Exercise directions:
Provide the number of lines of the records that include "JavaScript", with no other content.

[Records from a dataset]
"""
PR #7928, opened 2026-03-06
fix(sw): return inner promise in activate cache cleanup

ryzrr:
Summary
In the service worker's activate event handler, the inner cache.keys().then() promise was never returned from the outer .then() callback. this caused event.waitUntil() to resolve immediately with undefined before any stale cache entries were deleted. Old previous cache entries from previous deployment would be accumulated in users browsers with no guaranteed of cleanup. this fix returns the full promise chain and replaces the for loop with Promise.all() so all deletions run in parallel and event.waitUntil() only resolves once all stale entries are gone.

fix

No, the service worker runs in a browser context outside the Jest test environment. 

No

N/A

Use of AI
N/A

### DIFF
--- a/src/sw.js
+++ b/src/sw.js
@@ -38,16 +38,18 @@ self.addEventListener("install", (event) => {
 self.addEventListener("activate", (event) => {
   // - [x] clean up outdated runtime cache
   event.waitUntil(
-    caches.open(cacheName).then((cache) => {
+    caches.open(cacheName).then((cache) =>
       // clean up those who are not listed in manifestURLs
-      cache.keys().then((keys) => {
-        for (const request of keys) {
-          if (!manifestURLs.includes(request.url)) {
-            cache.delete(request);
-          }
-        }
-      });
-    }),
+      cache
+        .keys()
+        .then((keys) =>
+          Promise.all(
+            keys
+              .filter((request) => !manifestURLs.includes(request.url))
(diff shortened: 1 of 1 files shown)


alexander-akait:
@evenstensberg Please take a look

alexander-akait:
@ryzrr Do you have an issue about it?

ryzrr:
@alexander-akait  No existing issue for this one , I noticed it while going through the sw code and will be happy to open an issue first if you prefer that before raising  a PR.

alexander-akait:
@ryzrr No need, just a question

src/sw.js
```diff
@@ -38,16 +38,18 @@ self.addEventListener("install", (event) => {
 self.addEventListener("activate", (event) => {
   // - [x] clean up outdated runtime cache
   event.waitUntil(
-    caches.open(cacheName).then((cache) => {
+    caches.open(cacheName).then((cache) =>
       // clean up those who are not listed in manifestURLs
-      cache.keys().then((keys) => {
```
ovflowd, line 43: To be fair, the inner Promise doesn't _need_ to be returned. But indeed the outer Promise will resolve eagerly when the inner one hasn't finished resolving yet.

ryzrr: Thanks for the clarification ! My intention was to ensure that all cache delete operations are awaited so event wait until resolves only after the cleanup finishes.

PR #7938, opened 2026-03-07
fix(remark-responsive-table): correctly extract header text for data-th

ryzrr:
Summary
the remark-responsive-table plugin reads table header text using th.children[0].value to set the data-th attribute on each cell. This only works for plain text header and when  table header contains complex markdown such as code, bold, or links, children[0] is a structural node that has no .value property, causing data-th to set to "undefined". On the mobile, the CSS uses content : attr(data-th) to show the column label before each cell  ,so any affected table would show blank or "undefined" labels instead of the header text. 

fix

No, the existing test continue to pass. 

No

N/A

Use of AI
N/A

### DIFF
--- a/src/remark-plugins/remark-responsive-table/remark-responsive-table.mjs
+++ b/src/remark-plugins/remark-responsive-table/remark-responsive-table.mjs
@@ -1,4 +1,5 @@
 // this plugin was first based on https://github.com/montogeek/remark-responsive-tables
+import { toString } from "mdast-util-to-string";
 import { visit } from "unist-util-visit";
 
 export default function remarkResponsiveTable() {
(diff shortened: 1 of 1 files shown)


alexander-akait:
Where I can see the fixed result? Can you link a page?

ryzrr:
You can see a responsive table on this page:
https://webpack.js.org/configuration/devtool/ or at  /dev-server
In mobile layout this table uses the `data-th` attribute to show the column label before each cell.
but headers on this page are plain text, so they work fine with the current implementation. Incase, if a table header contains markdown (like inline `code`, bold text, or links), `th.children[0].value` may return `undefined` because the first child isn't always a text node.
and by using `toString(th)` ensures the correct header text is extracted regardless of the markdown structure. 

Example:
| `Option` | Description |  **Quality** |

alexander-akait:
Thanks

PR #2058, opened 2018-04-17
fix: various fixes on concepts for v4 and some rephrasing

jeremenichelli:
Initially this PR solves https://github.com/webpack/webpack.js.org/issues/2035 issue.

I also change some parts and code snippets that are not valid with v4 release.

FInally, I encounter a lot of issues with code snippets and content in each section. There were lots of sentences saying exactly the same thing over and over, probably tangling more the understanding an entry user needs on what each concept means in webpack.

Would your words on my changes, the intention was to summarize and simplify the content to be a little more consumable.

You can check the formatted version of the concepts page [here](https://github.com/webpack/webpack.js.org/blob/762a338f28e361d70ae494d1ff12b330441b4a1b/src/content/concepts/index.md) which might help review the content.

PR #7939, opened 2026-03-07
docs(concepts): clarify zero-config entry default and error message

### LINKED ISSUE #2035: using webpack without config file: can't resolve ./src  message error
Hi,

webpack 4.x.x can be used without configuration file (as said at https://webpack.js.org/concepts/  - "Since v4.0.0 webpack does not require a configuration file"). 
What is not said  explicitly is that the root file must be **index.js**. If you put any other file name at src folder the error message is : 
```
ERROR in Entry module not found: Error: Can't resolve './src' in '/home/leandro/repositorios-git/INE5646-2018/teste_webpack'
```
My sugestion: Alter docs and error message to let explicit the real cause of the problem: file ./src/index.js not found.

  Leandro

saishankar404:
## what this does

adds a tip block to `concepts/index.mdx` and `concepts/entry-points.mdx` that explains:

- when running webpack without a config file, the entry defaults to `./src/index.js`
- if that file is missing, webpack throws `ERROR in Entry module not found: Error: Can't resolve './src'`
- why the error says `./src` rather than `./src/index.js` (webpack resolves the directory first, then looks for `index.js` inside it)
- how to fix it by pointing `entry` to the actual filename in a `webpack.config.js`

## why

the 2018 PR #2058 added a one-liner naming the default but didn't address the confusing mismatch between the error message (`./src`) and the actual missing file (`./src/index.js`). users still hit this confusion as noted in the last comment on the issue. the tip on the entry-points page also helps users who land there directly.

closes #2035

### DIFF
--- a/src/content/concepts/entry-points.mdx
+++ b/src/content/concepts/entry-points.mdx
@@ -12,6 +12,7 @@ contributors:
   - adyjs
   - anshumanv
   - ritikbanger
+  - saishankar404
 ---
 
 As mentioned in [Getting Started](/guides/getting-started/#using-a-configuration), there are multiple ways to define the `entry` property in your webpack configuration. We will show you the ways you **can** configure the `entry` property, in addition to explaining why it may be useful to you.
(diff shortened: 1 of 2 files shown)


saishankar404:
> Looks good, please accept CLA

done! thanks.

PR #7941, opened 2026-03-08
fix: replace reserved import prop with loadContent

Katari-8055:
## Summary
This PR resolves a naming conflict caused by using the reserved JavaScript keyword `import` as a prop. The prop has been renamed to `loadContent` across the relevant components to avoid compatibility issues with modern JavaScript engines.

## Changes
- Replaced `import` prop with `loadContent`
- Updated references in:
  - App.jsx
  - server.jsx
  - Site.jsx

### DIFF
--- a/src/App.jsx
+++ b/src/App.jsx
@@ -1,5 +1,5 @@
 import Site from "./components/Site/Site.jsx";
 
 export default function App() {
-  return <Site import={(path) => import(`./content/${path}`)} />;
+  return <Site loadContent={(path) => import(`./content/${path}`)} />;
 }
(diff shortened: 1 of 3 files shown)


alexander-akait:
Where is `import` is reserved?

Katari-8055:
> Where is `import` is reserved?

As import is reserved in JavaScript module syntax . While it can technically be used as an object property like props.import, I renamed it to loadContent to avoid confusion with the module import syntax and to improve code readability.

alexander-akait:
@let's merge it after updating react to avoid merge conflicts

PR #7954, opened 2026-03-08
fix(process-readme): fix broken npm URL normalization

ryzrr:
Summary
 a broken npm url normalization in process-readme.mjs , The linkFixer function is used during build time to process all upstream loader and plugin READMEs fetched from GitHub and any npmjs.com link (without www.) in those READMEs was being silently corrupted into https:undefined/package/...    a completely broken URL.

Bug fix. 

The existing tests in process-readme.test.mjs all pass but still a  targeted test for npm URL normalization could be added as a follow-up.

No. 

If relevant, what needs to be documented?

No need.

Use of AI
 Slightly for refining my words .

### DIFF
--- a/src/utilities/process-readme.mjs
+++ b/src/utilities/process-readme.mjs
@@ -30,7 +30,7 @@ function linkFixerFactory(sourceUrl) {
     const oldHref = href;
 
     if (href.includes("//npmjs.com")) {
-      href = href.replace("//www.npmjs.com");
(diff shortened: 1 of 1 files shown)


avivkeller (approved):
It's worth noting this is all scheduled to be re-written at a point in the near future

ryzrr:
Okay Understood  , Thanks for reviewing it .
"""
Output below:
2